OpenVINO™ Deep Learning Workbench User Guide

The purpose of this User Guide is to give you instructions on every step of the DL Workbench workflow.

For information on how to start working with DL Workbench, refer to the Get Started documentation.

  1. Obtain Models

    Import original and Open Model Zoo models and convert them to Intermediate Representation format.

  2. Obtain Datasets

    Create and import annotated datasets of different supported formats, upload not annotated dataset, and enlarge datasets using augmentation.

  3. Configure Environment and Work with Remote Targets

    Select a target and device.

  4. Optimize Model Performance

    Accelerate model performance with INT8 Calibration or Winograd Algorithmic Tuning.

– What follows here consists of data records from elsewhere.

PR #731, opened 2023-03-17
Add support for Afterburner

### LINKED ISSUE #748: Add support for Afterburner
When Afterburner is enabled for the application, the legacy cache drop-in should not be loaded.

The drop-in, `object-cache.php`, is normally loaded early in the WordPress boot-up process.

### Acceptance criteria

* [ ] Legacy drop-in is not loaded if the Afterburner extension is enabled in Local Server
* [ ] Legacy drop-in is not loaded if the Afterburner extension is enabled in Altis Cloud

joehoyle:
We don't have a solution for Sessions yet, we could still use predis for that if we wanted.

See https://github.com/humanmade/product/issues/567

Fixes #748

### DIFF
--- a/inc/namespace.php
+++ b/inc/namespace.php
@@ -193,6 +193,10 @@ function load_platform( $wp_debug_enabled ) {
 		load_session_handler();
 	}
 
+	if ( $config['ludicrousdb'] ) {
+		load_db();
+	}
+
 	if ( $config['cdn-media-purge'] ) {
 		load_cdn_media_purge();
 	}
--- a/inc/namespace.php
+++ b/inc/namespace.php
@@ -425,12 +425,6 @@ function load_object_cache_redis() {
  * Configure Afterburner's Redis connection for the object cache.
  */
 function load_object_cache_afterburner() {
-	if ( defined( 'REDIS_AUTH' ) && defined( 'REDIS_HOST' ) && defined( 'REDIS_PORT' ) ) {
-		$secure = defined( 'REDIS_SECURE' ) ? REDIS_SECURE : true;
-		ini_set( 'afterburner.redis_server_info', sprintf( 'redis%s://:%s@%s:%d', $secure ? 's' : '', REDIS_AUTH, REDIS_HOST, REDIS_PORT ) );
-	} else {
-		trigger_error( 'REDIS constants not defined.', E_USER_ERROR );
-	}
 	require __DIR__ . '/alloptions_fix/namespace.php';
 	Alloptions_Fix\bootstrap();
 	// cache must be initted once it's included, else we'll get a fatal.
--- a/inc/namespace.php
+++ b/inc/namespace.php
@@ -191,6 +191,8 @@ function load_platform( $wp_debug_enabled ) {
 	} elseif ( $config['redis'] ) {
 		load_object_cache_redis();
 		load_session_handler();
+	} else {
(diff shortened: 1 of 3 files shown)


rmccue:
> We don't have a solution for Sessions yet, we could still use predis for that if we wanted.

I think that may be required for WooCommerce support?

rmccue:
Split sessions to https://github.com/humanmade/afterburner/issues/14

inc/namespace.php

  5. Explore Inference Configurations

    Run single or group inference, try different batch and stream combinations to accelerate the performance, visualize model architecture and compare model projects.

  6. Create Accuracy Report

    Measure the accuracy of a model and compare the predictions with the dataset annotations or between optimized and parent models.

  7. Create Deployment Package

    Build your application with Deployment Package and learn how to use batches and streams in your application.

  8. Export Project

    Download an archive with artifacts of your project.

  9. Explore OpenVINO in DL Workbench

    Quick start with the OpenVINO™ toolkit and learn how to use its API and command-line interface (CLI) in the preconfigured environment.

  10. Maintain DL Workbench

    Restore and preserve DL Workbench state and explore options of working with Docker* container.